#### Exercise brief:
Lines from the listing that hold the string "updated" are what you should return.

§

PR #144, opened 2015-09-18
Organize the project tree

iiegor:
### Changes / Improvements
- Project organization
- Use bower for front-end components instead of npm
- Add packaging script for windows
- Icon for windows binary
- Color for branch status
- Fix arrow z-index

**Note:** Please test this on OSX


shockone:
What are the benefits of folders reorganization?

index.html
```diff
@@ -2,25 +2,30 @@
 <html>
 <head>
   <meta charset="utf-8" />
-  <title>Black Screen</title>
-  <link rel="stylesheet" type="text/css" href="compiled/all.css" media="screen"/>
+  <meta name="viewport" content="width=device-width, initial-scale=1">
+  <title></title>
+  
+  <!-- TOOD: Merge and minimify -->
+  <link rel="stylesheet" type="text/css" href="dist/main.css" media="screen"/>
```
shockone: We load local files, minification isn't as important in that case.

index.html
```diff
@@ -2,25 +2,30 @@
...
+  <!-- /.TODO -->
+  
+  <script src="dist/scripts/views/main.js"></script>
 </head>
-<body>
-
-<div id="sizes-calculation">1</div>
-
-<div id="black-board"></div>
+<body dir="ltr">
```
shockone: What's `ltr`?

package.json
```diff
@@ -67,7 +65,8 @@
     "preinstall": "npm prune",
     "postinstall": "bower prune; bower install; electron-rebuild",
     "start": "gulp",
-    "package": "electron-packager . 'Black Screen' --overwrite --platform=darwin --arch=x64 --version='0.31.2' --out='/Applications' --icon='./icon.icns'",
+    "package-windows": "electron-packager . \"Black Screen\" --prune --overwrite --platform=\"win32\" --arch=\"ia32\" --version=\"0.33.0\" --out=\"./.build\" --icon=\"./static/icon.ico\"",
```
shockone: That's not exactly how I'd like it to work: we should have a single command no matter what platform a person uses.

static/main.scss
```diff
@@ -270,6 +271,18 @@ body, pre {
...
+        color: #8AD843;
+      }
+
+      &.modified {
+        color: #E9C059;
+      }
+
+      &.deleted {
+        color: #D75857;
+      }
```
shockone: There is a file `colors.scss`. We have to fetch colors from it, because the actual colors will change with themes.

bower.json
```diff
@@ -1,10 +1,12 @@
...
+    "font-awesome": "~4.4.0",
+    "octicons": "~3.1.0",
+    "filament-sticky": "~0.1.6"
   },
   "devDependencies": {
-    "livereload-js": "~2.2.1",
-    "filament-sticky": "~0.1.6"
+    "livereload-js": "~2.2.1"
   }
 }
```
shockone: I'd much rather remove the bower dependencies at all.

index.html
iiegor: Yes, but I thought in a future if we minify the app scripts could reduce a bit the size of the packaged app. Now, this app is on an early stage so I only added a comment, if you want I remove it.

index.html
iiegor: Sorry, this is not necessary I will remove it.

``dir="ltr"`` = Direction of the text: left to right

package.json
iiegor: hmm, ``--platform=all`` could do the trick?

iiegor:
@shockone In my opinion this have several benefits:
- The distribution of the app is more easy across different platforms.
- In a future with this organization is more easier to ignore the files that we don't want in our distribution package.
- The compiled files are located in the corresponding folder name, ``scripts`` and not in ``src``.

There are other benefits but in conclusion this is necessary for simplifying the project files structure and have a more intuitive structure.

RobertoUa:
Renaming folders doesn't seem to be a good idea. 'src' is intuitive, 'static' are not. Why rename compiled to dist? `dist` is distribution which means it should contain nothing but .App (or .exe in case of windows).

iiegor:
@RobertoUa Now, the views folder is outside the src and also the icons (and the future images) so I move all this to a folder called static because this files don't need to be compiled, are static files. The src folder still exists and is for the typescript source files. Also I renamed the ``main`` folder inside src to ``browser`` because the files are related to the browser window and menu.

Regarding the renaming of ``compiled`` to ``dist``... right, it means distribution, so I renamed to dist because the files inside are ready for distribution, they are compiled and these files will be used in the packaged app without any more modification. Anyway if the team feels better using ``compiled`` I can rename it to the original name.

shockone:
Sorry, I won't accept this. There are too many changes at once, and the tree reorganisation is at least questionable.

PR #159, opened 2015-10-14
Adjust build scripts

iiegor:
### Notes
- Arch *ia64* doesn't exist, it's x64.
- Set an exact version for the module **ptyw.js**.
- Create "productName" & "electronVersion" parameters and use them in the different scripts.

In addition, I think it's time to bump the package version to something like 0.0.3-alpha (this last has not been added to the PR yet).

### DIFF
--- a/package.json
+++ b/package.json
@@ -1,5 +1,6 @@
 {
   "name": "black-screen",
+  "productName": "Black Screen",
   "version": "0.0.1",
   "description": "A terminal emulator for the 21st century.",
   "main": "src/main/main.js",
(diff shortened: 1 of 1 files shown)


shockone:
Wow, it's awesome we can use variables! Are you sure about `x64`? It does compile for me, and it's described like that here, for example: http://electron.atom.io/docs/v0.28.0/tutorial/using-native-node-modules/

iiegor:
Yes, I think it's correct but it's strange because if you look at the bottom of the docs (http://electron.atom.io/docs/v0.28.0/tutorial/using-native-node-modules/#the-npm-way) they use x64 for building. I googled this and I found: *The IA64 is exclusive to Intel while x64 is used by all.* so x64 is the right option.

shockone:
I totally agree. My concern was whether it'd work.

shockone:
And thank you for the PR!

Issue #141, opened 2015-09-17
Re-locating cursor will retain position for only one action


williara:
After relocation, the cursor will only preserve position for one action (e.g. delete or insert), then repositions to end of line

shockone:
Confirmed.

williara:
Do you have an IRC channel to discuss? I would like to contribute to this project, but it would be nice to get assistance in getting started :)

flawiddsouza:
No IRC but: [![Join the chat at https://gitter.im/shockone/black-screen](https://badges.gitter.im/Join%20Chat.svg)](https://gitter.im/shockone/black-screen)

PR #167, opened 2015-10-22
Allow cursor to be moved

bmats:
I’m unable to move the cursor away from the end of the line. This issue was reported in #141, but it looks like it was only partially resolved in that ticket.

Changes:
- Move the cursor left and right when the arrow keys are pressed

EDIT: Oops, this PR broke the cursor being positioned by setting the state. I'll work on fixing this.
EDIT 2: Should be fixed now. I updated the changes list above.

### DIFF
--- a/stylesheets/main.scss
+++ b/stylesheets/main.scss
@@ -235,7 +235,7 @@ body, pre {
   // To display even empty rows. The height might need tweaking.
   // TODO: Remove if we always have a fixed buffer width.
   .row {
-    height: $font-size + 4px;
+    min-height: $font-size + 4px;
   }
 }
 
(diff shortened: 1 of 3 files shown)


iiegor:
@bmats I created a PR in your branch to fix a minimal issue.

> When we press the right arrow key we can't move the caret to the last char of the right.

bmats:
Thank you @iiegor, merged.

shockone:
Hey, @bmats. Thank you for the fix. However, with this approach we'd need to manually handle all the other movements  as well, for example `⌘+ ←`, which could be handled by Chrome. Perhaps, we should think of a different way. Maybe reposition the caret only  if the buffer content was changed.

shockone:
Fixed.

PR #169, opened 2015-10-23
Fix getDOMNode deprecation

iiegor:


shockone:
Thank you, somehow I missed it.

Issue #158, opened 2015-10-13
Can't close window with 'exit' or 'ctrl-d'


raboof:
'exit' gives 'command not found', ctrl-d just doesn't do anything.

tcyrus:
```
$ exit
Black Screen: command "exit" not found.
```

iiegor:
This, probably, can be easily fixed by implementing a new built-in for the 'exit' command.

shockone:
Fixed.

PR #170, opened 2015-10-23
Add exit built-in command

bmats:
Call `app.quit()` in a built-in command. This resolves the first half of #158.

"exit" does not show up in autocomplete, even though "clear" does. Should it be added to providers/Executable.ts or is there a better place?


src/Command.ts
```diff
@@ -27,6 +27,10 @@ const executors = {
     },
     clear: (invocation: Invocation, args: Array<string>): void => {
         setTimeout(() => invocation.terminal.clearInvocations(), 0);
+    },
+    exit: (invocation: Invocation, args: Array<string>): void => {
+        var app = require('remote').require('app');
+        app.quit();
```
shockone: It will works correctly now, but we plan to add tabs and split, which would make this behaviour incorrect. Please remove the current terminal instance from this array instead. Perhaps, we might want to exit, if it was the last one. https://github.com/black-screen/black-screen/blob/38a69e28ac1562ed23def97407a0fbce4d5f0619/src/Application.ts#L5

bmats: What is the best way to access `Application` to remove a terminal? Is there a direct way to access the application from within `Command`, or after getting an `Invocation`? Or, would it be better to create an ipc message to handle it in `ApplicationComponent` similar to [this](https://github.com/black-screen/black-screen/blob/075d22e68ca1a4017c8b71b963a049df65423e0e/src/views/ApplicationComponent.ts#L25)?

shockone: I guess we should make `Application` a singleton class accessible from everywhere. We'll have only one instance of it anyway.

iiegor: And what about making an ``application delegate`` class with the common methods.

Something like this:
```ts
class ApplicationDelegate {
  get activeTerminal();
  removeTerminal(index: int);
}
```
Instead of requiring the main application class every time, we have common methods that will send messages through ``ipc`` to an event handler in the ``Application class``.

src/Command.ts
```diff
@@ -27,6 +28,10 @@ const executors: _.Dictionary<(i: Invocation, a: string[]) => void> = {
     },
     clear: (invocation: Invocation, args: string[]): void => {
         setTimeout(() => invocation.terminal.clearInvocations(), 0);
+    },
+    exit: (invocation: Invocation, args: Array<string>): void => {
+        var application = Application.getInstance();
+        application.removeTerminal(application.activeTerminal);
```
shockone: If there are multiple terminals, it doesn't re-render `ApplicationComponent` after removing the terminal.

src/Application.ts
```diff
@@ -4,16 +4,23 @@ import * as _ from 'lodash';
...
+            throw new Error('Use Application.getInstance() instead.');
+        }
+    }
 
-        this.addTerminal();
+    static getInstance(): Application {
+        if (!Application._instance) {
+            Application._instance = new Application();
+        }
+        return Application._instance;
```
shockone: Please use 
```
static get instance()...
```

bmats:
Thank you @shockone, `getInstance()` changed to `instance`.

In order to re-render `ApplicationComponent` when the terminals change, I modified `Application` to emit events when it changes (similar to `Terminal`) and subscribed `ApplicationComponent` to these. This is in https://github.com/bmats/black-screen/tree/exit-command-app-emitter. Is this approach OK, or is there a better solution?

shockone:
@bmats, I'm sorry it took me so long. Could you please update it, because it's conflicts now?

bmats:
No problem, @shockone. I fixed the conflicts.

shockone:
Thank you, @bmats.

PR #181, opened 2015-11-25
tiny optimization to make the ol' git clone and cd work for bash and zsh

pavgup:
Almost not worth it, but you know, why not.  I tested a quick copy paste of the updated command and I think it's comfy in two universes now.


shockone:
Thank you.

§

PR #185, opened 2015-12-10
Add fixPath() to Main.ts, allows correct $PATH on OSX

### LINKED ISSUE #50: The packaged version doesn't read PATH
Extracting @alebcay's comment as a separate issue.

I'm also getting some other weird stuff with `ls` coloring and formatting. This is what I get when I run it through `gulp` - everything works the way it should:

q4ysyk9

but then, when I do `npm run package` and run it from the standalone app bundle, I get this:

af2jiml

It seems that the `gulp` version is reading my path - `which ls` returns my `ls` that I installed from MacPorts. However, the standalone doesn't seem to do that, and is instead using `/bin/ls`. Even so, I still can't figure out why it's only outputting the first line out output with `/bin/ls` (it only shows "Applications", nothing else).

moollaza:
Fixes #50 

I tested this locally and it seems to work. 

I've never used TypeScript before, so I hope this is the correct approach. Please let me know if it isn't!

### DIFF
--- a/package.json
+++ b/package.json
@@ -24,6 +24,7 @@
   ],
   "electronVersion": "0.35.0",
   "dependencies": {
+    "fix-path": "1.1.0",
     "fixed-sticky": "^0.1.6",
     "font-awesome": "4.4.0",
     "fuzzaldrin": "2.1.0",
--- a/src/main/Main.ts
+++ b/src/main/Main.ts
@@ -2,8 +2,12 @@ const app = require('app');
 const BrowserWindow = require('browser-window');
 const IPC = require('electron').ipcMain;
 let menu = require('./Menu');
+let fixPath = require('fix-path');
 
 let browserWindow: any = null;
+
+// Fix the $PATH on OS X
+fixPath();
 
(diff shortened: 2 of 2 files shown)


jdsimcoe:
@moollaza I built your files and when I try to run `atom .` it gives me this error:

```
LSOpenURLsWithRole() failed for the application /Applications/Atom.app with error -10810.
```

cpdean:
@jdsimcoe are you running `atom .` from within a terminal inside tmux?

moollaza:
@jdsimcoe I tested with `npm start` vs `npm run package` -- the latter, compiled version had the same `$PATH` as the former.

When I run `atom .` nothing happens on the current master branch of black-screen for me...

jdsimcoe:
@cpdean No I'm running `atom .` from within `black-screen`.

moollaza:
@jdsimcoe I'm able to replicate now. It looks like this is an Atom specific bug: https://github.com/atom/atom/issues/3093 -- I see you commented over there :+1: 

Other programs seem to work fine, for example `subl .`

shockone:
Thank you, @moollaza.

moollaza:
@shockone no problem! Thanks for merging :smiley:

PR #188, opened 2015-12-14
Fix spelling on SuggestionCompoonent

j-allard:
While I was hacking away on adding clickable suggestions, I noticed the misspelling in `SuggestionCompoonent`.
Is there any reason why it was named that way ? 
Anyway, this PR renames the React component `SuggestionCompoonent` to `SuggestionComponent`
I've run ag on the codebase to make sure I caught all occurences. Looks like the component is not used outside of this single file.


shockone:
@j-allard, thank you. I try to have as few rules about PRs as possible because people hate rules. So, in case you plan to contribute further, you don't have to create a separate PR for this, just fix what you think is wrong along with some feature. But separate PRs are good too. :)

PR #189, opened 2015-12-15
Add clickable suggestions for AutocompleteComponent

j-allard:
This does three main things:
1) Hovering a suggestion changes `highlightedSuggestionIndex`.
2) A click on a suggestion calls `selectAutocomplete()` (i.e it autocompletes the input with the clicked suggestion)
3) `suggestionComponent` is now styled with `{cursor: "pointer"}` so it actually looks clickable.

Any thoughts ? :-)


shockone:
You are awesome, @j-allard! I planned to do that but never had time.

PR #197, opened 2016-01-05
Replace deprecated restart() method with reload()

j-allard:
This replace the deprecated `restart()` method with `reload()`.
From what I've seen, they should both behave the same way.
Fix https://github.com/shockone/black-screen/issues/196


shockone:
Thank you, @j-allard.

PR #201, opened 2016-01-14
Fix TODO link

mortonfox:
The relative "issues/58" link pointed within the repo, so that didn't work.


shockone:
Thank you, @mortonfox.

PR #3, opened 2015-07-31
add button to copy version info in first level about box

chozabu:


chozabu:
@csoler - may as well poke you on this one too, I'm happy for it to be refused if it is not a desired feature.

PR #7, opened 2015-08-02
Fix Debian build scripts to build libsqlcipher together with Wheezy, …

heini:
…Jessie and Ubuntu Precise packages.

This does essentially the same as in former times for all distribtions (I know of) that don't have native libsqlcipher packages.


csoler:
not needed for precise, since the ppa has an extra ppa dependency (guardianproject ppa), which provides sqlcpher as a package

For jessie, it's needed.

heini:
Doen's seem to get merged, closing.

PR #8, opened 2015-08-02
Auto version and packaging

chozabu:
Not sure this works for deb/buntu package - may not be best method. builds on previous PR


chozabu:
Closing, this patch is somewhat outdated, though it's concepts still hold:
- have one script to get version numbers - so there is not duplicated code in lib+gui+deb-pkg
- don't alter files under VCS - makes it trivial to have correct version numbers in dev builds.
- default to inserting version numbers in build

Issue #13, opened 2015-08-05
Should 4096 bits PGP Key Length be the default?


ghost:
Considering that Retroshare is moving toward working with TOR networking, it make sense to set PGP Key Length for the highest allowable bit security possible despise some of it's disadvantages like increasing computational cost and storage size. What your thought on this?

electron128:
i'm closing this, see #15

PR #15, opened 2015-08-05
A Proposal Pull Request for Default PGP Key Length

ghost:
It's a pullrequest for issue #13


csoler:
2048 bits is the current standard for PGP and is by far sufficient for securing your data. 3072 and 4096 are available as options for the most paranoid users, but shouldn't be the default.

§

#### Answer to the exercise:
EDIT 2: Should be fixed now. I updated the changes list above.
Almost not worth it, but you know, why not.  I tested a quick copy paste of the updated command and I think it's comfy in two universes now.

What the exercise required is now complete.